When that waiver ended, Cowell said, child care providers struggled. They told Early Learning NH that they were losing new hires because they couldn’t “tell them when they’re gonna start.”
Berry and Cowell both said that the wait time for background checks and fingerprinting has since been greatly reduced.
Leon said DHHS, which handles background checks, has taken steps to accelerate the process for approving new hires. He cited changes such as moving much of the process online and removing the notary requirement for certain forms.
“It continues to be our goal to make this a very efficient and swift process while also complying with the federal requirements,” Leon said. Next year, he said, the department plans to speed things up further by moving more pieces of the process online.
Department of Safety spokesman Tyler Dumont said his department, which is responsible for the fingerprint scans required for new hires, has added one more scanning machine and plans to add 10 more across the state to increase access and accelerate the process.
Berry said he was glad to see background checks go “from taking three weeks to two days” after changes were made to the process.
Whitley’s bill includes $250,000 yearly to support child care centers as they await background checks.
The road ahead
Moving forward, Whitley said she hopes to increase government funding for pre-K. “Child care is a piece of a puzzle, but so is pre K, both for working families and for getting our children ready to learn,” she said.
Berry’s child care committee has been holding listening sessions to hear from Granite Staters affected by child care shortage. He said he plans to work with that committee on drafting new child care legislation to be introduced next year.
He hopes they’ll focus on what he calls “long-term solutions” – cutting back on regulations to make it easier to open and operate a child care center and creating more pathways for high school graduates to join the child care workforce.
He also raised the challenge of the student-to-teacher ratios set by state licensing requirements.
For the youngest children in child care centers – those aged 6 weeks to 12 months – the state enforces a ratio of no more than four children to each adult. The ratios increase as children age, up to one adult per 15 kids age 5 and older.
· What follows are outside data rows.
PR #3772, opened 2022-08-25
Add NFT preview

### LINKED ISSUE #3729: Add "Transfer NFT" transaction type to preview dialog
### Story

As a user creating a "Transfer NFT" transaction from the Gnosis control dialog, I want to see a preview of the transaction before sending it.

### Description

When the user chooses the "Transfer NFT", and fills the form of the Gnosis control dialog, after confirming the form and before sending the transaction, they should see a preview of what transactions they are going to send, along with the preview of other transactions (in the case of the user doing a multi transaction).

### Design

[Figma link](https://www.figma.com/file/LlVmeMQxHVA04evfrgZyuN/Safe-Control?node-id=5418%3A22229)
FireShot Capture 687 - Safe Control – Figma - www figma com

- [ ] You click on the submit button of the previous Gnosis Safe Control dialog screen with a "Transfer NFT" transaction added and it takes you to the preview with a summary of that transaction.
- [ ] The summary includes the transfer request and approval of the request. So, a "Transfer NFT" is a multi transaction by default.

willm30:
## Description

This PR adds the NFT preview screen to Gnosis Control Safe form. 

[Design](https://www.figma.com/file/LlVmeMQxHVA04evfrgZyuN/Safe-Control?node-id=115%3A7477)

To test:

* Go to Gnosis Safe Control
* Click Transfer NFT and create transaction
* Preview should look like the design. 
* Test with multiple transactions.

**Changes** 🏗

* Adding NFT Transfer preview

## Screenshots

gs-nft-prev

gs-nft-prev-multiple

Resolves #3729

## Note

I have a created a separate issue for the "Approve NFT" transaction type & preview.  https://github.com/JoinColony/colonyDapp/issues/3844

### DIFF
--- a/src/modules/dashboard/components/Dialogs/ControlSafeDialog/SafeTransactionPreview.tsx
+++ b/src/modules/dashboard/components/Dialogs/ControlSafeDialog/SafeTransactionPreview.tsx
@@ -10,7 +10,7 @@ import Numeral from '~core/Numeral';
 import TokenIcon from '~dashboard/HookedTokenIcon';
 import Button from '~core/Button';
 import Icon from '~core/Icon';
-
+import Avatar from '~core/Avatar';
 import { Colony, AnyUser } from '~data/index';
 
 import AddressDetailsView from './TransactionPreview/AddressDetailsView';
@@ -23,6 +23,8 @@ import {
 import DetailsItem from './DetailsItem';
 
 import styles from './SafeTransactionPreview.css';
+import { testNFTData } from './ControlSafeForm';
+import { getFilteredNFTData } from './utils';
 
 const MSG = defineMessages({
   previewTitle: {
@@ -65,6 +67,22 @@ const MSG = defineMessages({
     id: 'dashboard.ControlSafeDialog.SafeTransactionPreview.nft',
     defaultMessage: 'NFT',
   },
+  transactionType: {
+    id: `dashboard.ControlSafeDialog.SafeTransactionPreview.transactionType`,
+    defaultMessage: 'Transaction type',
+  },
+  nftHeldByTheSafe: {
+    id: `dashboard.ControlSafeDialog.SafeTransactionPreview.nftHeldByTheSafe`,
+    defaultMessage: 'NFT held by the safe',
+  },
+  targetContract: {
+    id: `dashboard.ControlSafeDialog.SafeTransactionPreview.targetContract`,
+    defaultMessage: 'Target contract',
+  },
+  nftId: {
+    id: 'dashboard.ControlSafeDialog.SafeTransactionPreview.nftId',
+    defaultMessage: 'Id',
+  },
   data: {
     id: 'dashboard.ControlSafeDialog.SafeTransactionPreview.data',
     defaultMessage: 'Data',
@@ -102,11 +120,56 @@ const transactionTypeFieldsMap = {
     },
   ],
   [TransactionTypes.TRANSFER_NFT]: [
-    // To be finished once NFT part of the form is merged
     {
-      key: 'function',
-      label: MSG.function,
+      key: 'transactionType',
+      label: MSG.transactionType,
       value: () => <FormattedMessage {...ConstantsMSG.transferNft} />,
+    },
+    {
+      key: 'nft',
+      label: MSG.nftHeldByTheSafe,
+      value: (nft) => (
+        <div className={styles.nftContainer}>
+          <Avatar
+            avatarURL={undefined}
+            placeholderIcon="circle-close"
+            seed={nft.id.toLocaleLowerCase()}
+            title=""
+            size="xs"
+          />
+          <div>{nft.profile.displayName}</div>
+        </div>
+      ),
+    },
+    {
+      key: 'nft',
+      label: MSG.targetContract,
+      value: (nft) => (
+        <div className={styles.nftContainer}>
+          <Avatar
+            avatarURL={undefined}
+            placeholderIcon="circle-close"
+            seed={nft.id.toLocaleLowerCase()}
+            title=""
+            size="xs"
+          />
+          <div>{getFilteredNFTData(testNFTData, nft.id)?.name}</div>
+        </div>
+      ),
+    },
+    {
+      key: 'nft',
+      label: MSG.nftId,
+      value: (nft) => (
+        <div>{getFilteredNFTData(testNFTData, nft.id)?.tokenID}</div>
+      ),
+    },
+    {
+      key: 'recipient',
+      label: MSG.to,
+      value: (recipient) => (
+        <AddressDetailsView item={recipient} isSafeItem={false} />
+      ),
     },
   ],
   [TransactionTypes.CONTRACT_INTERACTION]: [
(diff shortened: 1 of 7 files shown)


willm30:
@ArmandoGraterol I'm not sure what to do about [this screen](https://www.figma.com/file/LlVmeMQxHVA04evfrgZyuN/Safe-Control?node-id=5418%3A22229). 

image

It differs from the [single transaction preview](https://www.figma.com/file/LlVmeMQxHVA04evfrgZyuN/Safe-Control?node-id=5416%3A22136) in a number of respects (the `1. Transfer NFT` section has different row headings and then there's the presence of the section `2. Approve NFT`), and I'm not sure how the user flow would be differ to get here compared with the other screen.

What do you recommend?

arrenv:
> Yeah I understand why it's confusing and I believe the Transfer NFT section in the single transaction preview specs is the correct one, and the approve NFT part might just be a contract interaction. We could confirm if this is the case with @arrenv when he comes back as I believe he's taking some time off and the NFT transactions are not as high-priority as the others.

The main purpose of this it to transfer ownership of the NFT from one person to another. So, however many transactions are required to do that is the goal.

If referring to the [EIP-721 NFT standard](https://eips.ethereum.org/EIPS/eip-721), there are two methods that are required `Transfer` and `Approval`. Which, is why both are included here.

willm30:
@arrenv I've been looking into this and this is my understanding so far:

 `Approve` [can only be called by the token owner](https://docs.openzeppelin.com/contracts/2.x/api/token/erc721#ERC721-approve-address-uint256-). Assuming the Safe owns the NFT, then it would not be possible for a Colony to call the `approve` method on an ERC721 contract (NFT). 

A user would first need to interact with the NFT from within the Safe UI & approve the Colony before we could call `safeTransferFrom` from the Colony UI. 

In which case, there'd be no need for the "approve" block in the screen above. 

Do I understand this correctly?

arrenv:
@willm30 The AMB would be able to trigger the Safe to do both of these transactions though, right?

willm30:
> @willm30 The AMB would be able to trigger the Safe to do both of these transactions though, right?

@arrenv Ah good point. I was assuming the Colony contract would be calling the function in the ERC721 contract, but of course it actually gets called more like this:

Colony --> AMB 1 --> Bridge Monitor --> AMB2 --> Zodiac module --> Safe --> ERC721. So the safe would still be calling the functions on the ERC721 contract. 

I will assume we can make the calls from the colony UI and test using our mock deployment.

src/modules/dashboard/components/Dialogs/ControlSafeDialog/SafeTransactionPreview.tsx
```diff
@@ -242,36 +310,39 @@ const SafeTransactionPreview = ({ colony, values }: Props) => {
...
+                      }
+                    />
+                  )}
                 {values.transactions[index].transactionType !== '' &&
                   transactionTypeFieldsMap[
                     values.transactions[index].transactionType
                   ].map(({ key, label, value }) => (
                     <DetailsItem
-                      key={key}
+                      key={`${key}${label.defaultMessage}`}
```
ArmandoGraterol, line 345: I believe we could remove the key prop from `transactionTypeFieldsMap` and make this key better if we use autogenerated ids. Check out how we `nanoid` to generate ids in cases like this where there's no clear way to get a unique id.

ArmandoGraterol (changes requested):
Looking great to me :+1: Just noticed some small things and I also have a question:

What's the reason for separating the "Approve" section from this issue? I don't have anything against implementing that in a separate issue, just wanna know.

willm30:
> What's the reason for separating the "Approve" section from this issue? I don't have anything against implementing that in a separate issue, just wanna know.

@ArmandoGraterol I'm assuming it'll be it's own transaction type, so thought to separate it from this one which is just the `transfer NFT` flow.

Julianahlk (commented):
As I was testing this I realized the NFT's images are not connected to the safes yet (which you are doing in your other PR) but also, whenever I change Safes, the SinglePickerUser for the NFTs continues giving me the same options no matter what safe I pick. 
NFTallthesame

But the preview is looking good:
Screen Shot 2022-09-14 at 8 55 17 PM

ArmandoGraterol:
> @ArmandoGraterol I'm assuming it'll be its own transaction type, so thought to separate it from this one which is just the `transfer NFT` flow.

As far as I know and according to the specs that we have, the `Approve` transaction is not its own type like the way the 4 transaction types are. 

This transaction only appears in the preview screen and its only appears following an NFT transfer, so when creating an NFT transfer transaction it's by default a multi-transaction.

ArmandoGraterol:
> ...whenever I change Safes, the SinglePickerUser for the NFTs continues giving me the same options no matter what safe I pick. 

That's expected, the PR you mentioned is about connecting the NFT picker: #3838

This issue/PR is only for adding the "Transfer NFT" transaction type to the Preview dialog, so only UI

willm30:
> As far as I know and according to the specs that we have, the `Approve` transaction is not its own type like the way the 4 transaction types are.
> 
> This transaction only appears in the preview screen and its only appears following an NFT transfer, so when creating an NFT transfer transaction it's by default a multi-transaction.

@arrenv Are you able to confirm whether `approve NFT` should be its own transaction type? If it is not, then that would imply that every `transfer NFT` comes with an `approve NFT` call, which would seem unnecessary if the Colony had already been approved. And I'm not sure why [this screen](https://www.figma.com/file/LlVmeMQxHVA04evfrgZyuN/Safe-Control?node-id=5416%3A22136) would exist if every `transfer NFT` call were also to include an `approve NFT` call. Can you clarify?

willm30:
> > ...whenever I change Safes, the SinglePickerUser for the NFTs continues giving me the same options no matter what safe I pick.
> 
> That's expected, the PR you mentioned is about connecting the NFT picker: #3838
> 
> This issue/PR is only for adding the "Transfer NFT" transaction type to the Preview dialog, so only UI

@Julianahlk

arrenv:
> @arrenv Are you able to confirm whether `approve NFT` should be its own transaction type? If it is not, then that would imply that every `transfer NFT` comes with an `approve NFT` call, which would seem unnecessary if the Colony had already been approved. And I'm not sure why [this screen](https://www.figma.com/file/LlVmeMQxHVA04evfrgZyuN/Safe-Control?node-id=5416%3A22136) would exist if every `transfer NFT` call were also to include an `approve NFT` call. Can you clarify?

From reading the documentation on Approve, it implies that you are giving permission to the Safe to transfer the NFT. This would only apply for a single NFT, so, it would make sense that every NFT Transfer includes both transactions in most cases.

If the exact same NFT was transferred back to the Safe and that was transferred out again, then I would assume that it would already have permission, so then it would not need the approve. In this case, I believe that the Transfer should be the only transaction.

If you discover something else though, please do update me.

Julianahlk (approved):
LGTM 👍

I found the warning below after creating only one transaction.  Steps to repro:

1. Create only one transaction
2. Create transaction
3. Go back to add a second one (it only happens the first time after refreshing the page)

Screen Shot 2022-09-15 at 4 24 02 PM

willm30:
> I found the warning below after creating only one transaction. Steps to repro:

@Julianahlk Thanks. Have created an issue for it as it's a bug on the main branch.

ArmandoGraterol (approved):
Nice work Will! This is good to go :ok_hand:

PR #3976, opened 2022-10-12
Fix colonies list positioning, height & horizontal scroll

### LINKED ISSUE #3658: Horizontal scroll moves page over Colony list
## Steps to reproduce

Warden told the Bulletin that these ratios spell financial trouble for infant care. “Centers are offering infant and toddler spots almost at a deficit to themselves financially” and often use revenues from older students with higher student-to-teacher ratios to offset losses from taking in younger students, she said.
Though Berry expressed the need to prioritize safety, he thinks some of the ratios might need to be tweaked. He said he’s looking to address “that stranglehold that occurs right now with these infant and toddler rooms.”
But neither Warden nor Marianne Barter, who chairs the NH Child Care Advisory Council and spoke to the Bulletin in her personal capacity as executive director of two child care centers, support changing the ratios. They say caring for four infants at a time is hard enough as it is.
Warden and Barter said that the solution is more funding for child care – infant care programs, specifically.
“If we had a large influx of federal funds available specifically for infant programs, that would be hugely beneficial for families in the state,” she said.
Barter said she’s seen federal lawmakers focus on funding preschool programs, but she’d like that focus to shift. Preschool, she said, “is affordable care.” At her centers, she’s seen little to no waitlist for preschool. “The problem is infants,” Barter said.
A plan for universal pre-K and subsidies for child care were part of the Build Back Better Act that passed the U.S. House of Representatives in 2021, but these were not included in the Inflation Reduction Act that was signed into law by President Joe Biden last summer. That leaves changes to child care funding largely in the hands of state governments for now.
For parents like Plante, the Center Harbor mom who will be at home with infant Clover until November, increased infant care capacity in the state would make all the difference.